2.4 FAIR

A prerequisite for data reuse, both within a project/organization and externally, is that the data can be found, read, and interpreted. A structured approach to data creation can facilitate reuse and save time later. One set of relevant principles, generally favoured by the international research community and promoted by the European Commission, are the FAIR principles. FAIR stands for Findable, Accessible, Interoperable, and Reusable. The aim of these principles is to make data and metadata (data about data) machine actionable as well as human-readable. The principles can be viewed in Wilkinson et al. (https://doi.org/10.1038/sdata.2016.18).

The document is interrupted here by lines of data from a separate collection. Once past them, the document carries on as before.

PR #280, opened 2021-07-15
Bump PureScript to 0.14.3

ptrfrncsmrph:
All told, only ~17~ 14 of 80 ended up in the `broken` pile which doesn't seem too bad.

---

- [x] AceEditorHalogenHooks
  :x: Move to `broken`
  ```
  Module Halogen.Query.EventSource was not found.
  ```
- [x] Add RemoveEventListenerJs
  :pencil2: Add missing dependencies to `spago.dhall`
- [x] AffGameSnakeJs
  :x: Move to `broken`
  ```
  [error] The following packages do not exist in your package set:
  [error]   - canvas-action
  [error]   - game
  ```
- [x] AffjaxPostNode
  :pencil2: Add missing dependencies to `spago.dhall`
- [x] BasicHalogenHooks
  :pencil2: Remove `HH.HTML` as parameter to `Component`
  :pencil2: Update event handler signature from `MouseEvent -> Maybe i` to `MouseEvent -> i`
- [x] BehaviorSuperCircleJs
  :x: Move to `broken`
  ```
  [error] The following packages do not exist in your package set:
  [error]   - behaviors
  ```
- [x] BigIntJs
  :white_check_mark: Already works
- [x] BookHalogenHooks
  :pencil2: Remove `HH.HTML` as parameter to `Component`
- [x] BookReactHooks
  :white_check_mark: Already works
- [x] ButtonsHalogenHooks
  :pencil2: Remove `HH.HTML` as parameter to `Component`
  :pencil2: Update event handler signature from `MouseEvent -> Maybe i` to `MouseEvent -> i`
- [x] ButtonsReactHooks
  :white_check_mark: Already works
- [x] CapabilityPatternNode
  :white_check_mark: Already works
- [x] CardsHalogenHooks
  :pencil2: Remove `HH.HTML` as parameter to `Component`
  :pencil2: Update event handler signature from `MouseEvent -> Maybe i` to `MouseEvent -> i`
  :pencil2: Change `NonEmpty Array` to `NonEmptyArray`
- [x] CardsReactHooks
  :pencil2: Change `NonEmpty Array` to `NonEmptyArray`
- [x] CatGifsHalogenHooks
  :pencil2: Remove `HH.HTML` as parameter to `Component`
  :pencil2: Update event handler signature from `MouseEvent -> Maybe i` to `MouseEvent -> i`
- [x] CatGifsReactHooks
  :white_check_mark: Already works
- [x] ClockReactHooks
  :white_check_mark: Already works
[...]

PR #283, opened 2021-07-18
Restore broken Components*HalogenHooks recipes

ptrfrncsmrph:
In #280 I had moved the three `Components*HalogenHooks` recipes to `broken`, this just updates them to Halogen 6 and restores them to `recipes`.


JordanMartinez (approved):
Thanks again!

These principles apply to three categories: data (or other digital objects), metadata (data about data), and infrastructure (such as a data repository or data space). The principles have some implications on how (meta)data is created and described, as well as how storage, search and access infrastructures are set up.

Findability

Digital resources (data and metadata) should be easy to find for humans and computers. Machine-readable metadata are essential to make data searchable and findable and, allow for easy transfer of metadata between services. Persistent identifiers for data and metadata make sure that data can be cited and shared effectively and without uncertainties.

Data creators can increase findability by selecting identifying a data repository/space early on and finding out about its data and metadata requirements, making sure that it also provides persistent identifiers and a catalogue service (internal or external to the repository or data space).

Accessibility

Access and authorisation need to be clearly defined for both user and machine. Infrastructures need to select open, free, and universally implementable standardized communication protocols which also allow for authentication and authorization procedures (if applicable). Metadata should remain accessible even if the data is no longer available (usually via a tombstone page (https://support.datacite.org/docs/tombstone-pages)).

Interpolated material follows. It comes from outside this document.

PR #288, opened 2022-02-14
chore: giphy cat api has updated, updating CatGifsReactHook to match

neilhan:
CatGifsReactHook was trying to extract a gif url that does not match the latest giphy respones.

Data creators can facilitate accessibility by clarifying and describing the legal conditions for making data accessible, setting embargo periods (if necessary) after which data can be made available, and making sure that the selected repository/data space guarantees data longevity and availability.

Interoperability

Data often need to be integrated with other data or within larger workflows. Making use of open, formal, standardized language, vocabularies, formats, etc., when creating data and metadata facilitates this interoperability.

To increase interoperability, data creators can make use of commonly used data formats, ideally openly described, and using openly, commonly used vocabularies for data.

Reusability

Rich metadata descriptions are key to reusability. This means good documentation and making data accessible via an infrastructure that provides (and requires) rich metadata. Data creators can enhance reusability by keeping well-documented data provenance, as well as selecting and using appropriate and openly described metadata standards. Set a licence for data when sharing the data.

These FAIR principles do not force any specific technical implementation. Neither are they a standard. Rather, they are a set of guidelines aimed at improving data reusability. Not all principles may apply or be possible to implement in all situations. These principles should be used to make data and infrastructures supporting them as FAIR as possible given existing factors and limitations. In practice, Science Europe’s (https://doi.org/10.5281/zenodo.4915862) data management plan guide is a useful tool for implementing FAIR at project level.

Observe that FAIR-ness is not a binary state – data or metadata are not either FAIR or not FAIR. Implementing FAIR is usually an incremental process where (meta)data becomes increasingly FAIR as FAIR principles are implemented. Not all FAIR principles and steps apply to all types of data.  See Appendix I for questions related to FAIR implementation. Finally, FAIR does not imply openness: FAIR data can be restricted if necessary – the maxim “As open as possible, as restricted as necessary” is applicable in all cases.